PR #2828, opened 2026-05-20
sync dev -> main

ValueRaider:
Tests pass.

Features
- #2761 @etbala 
- #2803 @dokson
- #2802 @dokson

Fixes
- #2777
- #2778 @a-drenaline
- #2780 @gottostartsomewhere
- #2794 @Jaypatel1511
- #2797
- #2801 @dokson
- #2805 @dokson
- #2804 @dokson
- #2825

Maintenance
- #2779 @gottostartsomewhere
- #2792 @etbala
- #2810 @dokson
- #2821 @dokson

PR #2832, opened 2026-05-25
Preserve Date/Datetime index name in yf.download() output

dokson:
## Summary

After the `reindex_dfs()` refactor from #2825 (released in 1.4.0 via #2828), `yf.download()` returns a DataFrame whose `index.name` is `None` instead of `Date` (daily) / `Datetime` (intraday). User code that does `data.stack().reset_index()` then references the date column by name now sees a `level_0` column and breaks. Reported in https://github.com/ranaroussi/yfinance/pull/2828#issuecomment-4536026065.

## Root cause

`reindex_dfs()` rebuilt the combined index with:

```python
all_indices = set()
for df in dfs.values():
    all_indices.update(df.index)
idx = sorted(all_indices)
idx = _pd.to_datetime(idx)
```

◆ EXERCISE OBJECTIVE:
Of the lines above, extract only those from the line with "- #2821 @dokson" to the line with "## Root cause", both included, exactly as written.

◆ ANSWER TO THE EXERCISE:
- #2821 @dokson

PR #2832, opened 2026-05-25
Preserve Date/Datetime index name in yf.download() output

dokson:
## Summary

After the `reindex_dfs()` refactor from #2825 (released in 1.4.0 via #2828), `yf.download()` returns a DataFrame whose `index.name` is `None` instead of `Date` (daily) / `Datetime` (intraday). User code that does `data.stack().reset_index()` then references the date column by name now sees a `level_0` column and breaks. Reported in https://github.com/ranaroussi/yfinance/pull/2828#issuecomment-4536026065.

## Root cause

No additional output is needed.